A Guide to Florida Homestead Laws

What Are the Florida Homestead Rules?

Blue ranch house with dark blue shutters in Florida
••• Photo (c)Jackie Craven

The laws governing Florida homestead properties are some of the more complicated in the country. A lot of Florida residents get them confused. 

When is a Florida property considered to be considered a homestead so it qualifies for all the protections and restrictions offered by Florida homestead laws? You and your home must meet three criteria. 

When is a Home Considered Your Florida Homestead?

You must have legal or beneficial title to the home on January 1 of the year, and you must reside at the home as your permanent residence.

The third qualifier is that you must apply for the homestead exemption in person at the property appraiser's office in the county where your home is located between January 1 and March 1 of the year in which you are seeking the homestead exemption.
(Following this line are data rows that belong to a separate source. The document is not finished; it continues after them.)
Issue #129, opened 2014-12-30
Intend output of subtests


binarykitchen:
I think that would be neat. At the moment this code

```js
test('middleware:', function(t) {
    ...

    t.test('with baiduspider', function(t) {
        ...
    })
})
```

outputs

```
...
TAP version 13
# middleware:
# with baiduspider
...
```

but indentation like that would be cool:

```
...
TAP version 13
# middleware:
    # with baiduspider
...
```

Can do a PR if you're too busy.

koresar:
You probably should do it.

Raynos:
Sounds good.

However lets do '# four spaces' instead of 'four spaces #'

koresar:
I hope nobody would mind if I do it? Thanks. :)

binarykitchen:
@koresar go ahead, i'm too busy with another crazy project of mine ...

koresar:
Please, see https://github.com/substack/tape/pull/136

substack:
Instead of inventing something we should wait to see what TAP14 decides: https://github.com/TestAnything/Specification/issues/2

DeusProx:
So 3 years later still no official answer? I would like to use this implementation but having no indentation for my subtests looks really unstructured.

PR #136, opened 2015-01-20
Subtests output indentation.

koresar:
Implements #129. The output would look like this. Not so pretty IMO.
```
TAP version 13
# Test name
# LEVEL0
ok 1 LEVEL0
#     Sub-test name
#     LEVEL1
    ok 2 LEVEL1
#         Sub-sub-test name
#         LEVEL2
        ok 3 LEVEL2
```

### DIFF
--- a/lib/results.js
+++ b/lib/results.js
@@ -92,15 +92,15 @@ Results.prototype._watch = function (t) {
     var self = this;
     var write = function (s) { self._stream.queue(s) };
     t.once('prerun', function () {
-        write('# ' + t.name + '\n');
+        write('# ' + getIndentation(t._level) + t.name + '\n');
     });
     
     t.on('result', function (res) {
         if (typeof res === 'string') {
-            write('# ' + res + '\n');
+            write('# ' + getIndentation(t._level) + res + '\n');
             return;
         }
-        write(encodeResult(res, self.count + 1));
+        write(getIndentation(t._level) + encodeResult(res, self.count + 1));
         self.count ++;
 
         if (res.ok) self.pass ++
@@ -124,6 +124,12 @@ Results.prototype.close = function () {
 
     self._stream.queue(null);
 };
+
+function getIndentation(level) {
+  var indent = '';
+  while (level-- > 0) indent += '    ';
+  return indent;
+}
 
 function encodeResult (res, count) {
     var output = '';
--- a/lib/test.js
+++ b/lib/test.js
@@ -46,6 +46,7 @@ function Test (name_, opts_, cb_) {
     this.assertCount = 0;
     this.pendingCount = 0;
     this._skip = args.opts.skip || false;
+    this._level = args.opts.level || 0;
     this._plan = undefined;
     this._cb = args.cb;
     this._progeny = [];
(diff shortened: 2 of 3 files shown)


Raynos:
Indenting ok breaks tap. Try 'ok number 4 spaces text'

Raynos:
Also. Really this shouldn't be in tape. We should do this in tap-spec instead

scottcorgan:
Is there any indication in tap that the test description is from a sub test?

Raynos:
I don't think so. We would need tape specific heuristics. We could change the name output to be '# level 1 level 2 level 3'

Then you can detect sub tests with subset operations on test names.

scottcorgan:
That could work. I started doing something like that with https://github.com/scottcorgan/tessed to try and solve this very issue.

It would help a lot of people to have nice output for nested tests.

Perhaps an option to for a separator between test names for sub tests would be helpful `{sep: '-'}` ... something like that.

koresar:
I ok guys. For now I'll change tape to tap-spec.

Meanwhile, we got to decide on the nested output format. I'm all ears.

koresar:
Re the tap over tape. Unluckily I can't receive the output using the common harness:
```js
  var test = tape.createHarness();
  var tc = tap.createConsumer();
  test.createStream().pipe(tc);
```
because tap strips the leading hash characters and whitespaces. This means I can't just simply
> do this in tap-spec instead

as I am trying to test those whitespaces and hashes. :)

Subsequently the
> separator between test names for sub tests

is more acceptable solution because it's testable via tap. I have it working locally.
```
TAP version 13
# Output indentation
# LEVEL0 comment
ok 1  LEVEL0 assertion
# Output indentation -> Sub-test name
# Output indentation -> LEVEL1 comment
ok 2 Output indentation ->  LEVEL1 assertion
# Output indentation -> Sub-test name -> Sub-sub-test name
# Output indentation -> Sub-test name -> LEVEL2 comment
ok 3 Output indentation -> Sub-test name ->  LEVEL2 assertion
```
*Although this looks quite confusing to me.*

See the code which generates the output above:
```js
test('Output indentation', function(t) {
  t.comment('LEVEL0 comment');
  t.ok(true, 'LEVEL0 assertion');
  t.test('Sub-test name', function(tt) {
    tt.comment('LEVEL1 comment');
    tt.ok(true, 'LEVEL1 assertion');
    tt.test('Sub-sub-test name', function(ttt) {
      ttt.comment('LEVEL2 comment');
      ttt.ok(true, 'LEVEL2 assertion');
      ttt.end();
      tt.end();
      t.end();
    });
  });
});

```

koresar:
@Raynos @substack hello gentlemen.

Subtest output indentation. People need this. It's time to decide how you see it implemented.

Would you please express an opinion/desire/anything? What's a preferred output format?

Thanks

substack:
This is a protocol-level decision that shouldn't be up to tape. There's already active discussion for TAP14 about subtests: https://github.com/TestAnything/Specification/issues/2

When something lands in the spec, then we can support it. Until then, it's possible to consume tap output and reformat it however you want.

isaacs:
I commented on this: https://github.com/TestAnything/Specification/issues/2#issuecomment-76519391

I'm planning on implementing the `Test::More` style.  It's the one in common use.  Anything that lands in tap v14 will be either trivially convertible from Test::More style, or not worth using, imo.

I'm also refactoring node-tap quite a lot in the process, so it might be pretty easy to re-use some bits in tape, I'm not sure.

Homestead status generally stays in place until you inform the property appraiser's office that the property is no longer your Florida homestead. Some counties will send a letter or postcard to remind you that you're required to let the property appraiser's office know when your home is no longer your homestead.

Assuming that your property meets all three of these criteria, Florida homestead laws also fall into three different categories: real estate taxes, creditor protection, and death, descent and distribution.

Homestead in Relation to Real Estate Taxes

Your Florida homestead is entitled to receive certain exemptions from real estate taxes. The Florida Department of Revenue's website provides a complete list of these exemptions.

Under Florida's "Save Our Homes" cap on assessments, the annual valuation of your homestead for property tax purposes can only increase by the lesser of 3 percent or the percentage change in the Consumer Price Index for the prior year. This generally leads to significant savings on your real estate taxes the longer you own your homestead property.

Homestead in Relation to Creditor Protection

Florida law provides that a judgment holder cannot force you to sell your homestead to pay off the judgment if someone sues you and obtains one against you. This protection from judgment creditors also carries over to certain heirs who might inherit your homestead after you die, including your spouse, children, siblings, nieces, and nephews.

Unfortunately, any judgments specific to the property, such as foreclosures, past due association fees, and contractors’ liens, will trump homestead protection.

Homestead in Relation to Death, Descent and Distribution

The third and probably most confusing concept with regard to Florida homesteads is the restriction that Florida law places on who you can and cannot leave your Florida homestead to when you die.

This will depend on whether you were married at the time of your death and whether you were survived by minor children. If you are not survived by a spouse or any minor childrenyou can leave the homestead to whomever you please. You can disinherit one adult child in favor of another or disinherit your adult children in favor of a sibling or a friend.

If you are survived by a minor child and you're married, and if your homestead is titled in joint names with your spouse, you can leave your protected homestead to your spouse through rights of survivorship.

But what if you're a single parent and the homestead is titled in your sole name? A new law went into effect on October 1, 2010 allowing a single parent of a minor child to establish a special type of irrevocable trust for the minor child's benefit until an age selected by the parent. This avoids the need to set up a guardianship for the minor and it gives the parent control over when and how the child will inherit the homestead. But this special type of trust must be irrevocable and should only be established with the help of an estate planning attorney. Irrevocable means that after you form it, you can't legally undo it.

What happens if you are survived by a spouse? Then—at least up until October 1, 2010—if you did not leave your homestead to your spouse outright and without any strings attached, she would automatically receive what is known as a "life estate" in the homestead.

Your children would receive the estate in equal shares after your spouse dies.

While your surviving spouse would have the right to live in the property for her remaining lifetime, she would also have to pay all the property taxes and the insurance necessary to maintain the residence. Your spouse couldn't force the children to sell the property, but your children couldn't force her to sell it either. 

Effective October 1, 2010, the surviving spouse who is initially stuck with a life estate in the homestead can elect to divide the property so she will receive one-half and the children of the deceased spouse will equally divide the other half. She must make this election within a limited period of time after the deceased spouse's death, however. 

So, yes, Florida homestead laws are tricky and multi-layered. If you have minor children or are considering using your second home in Florida as your primary, permanent residence, make it a point to sit down with a Florida attorney to ensure that you've planned appropriately.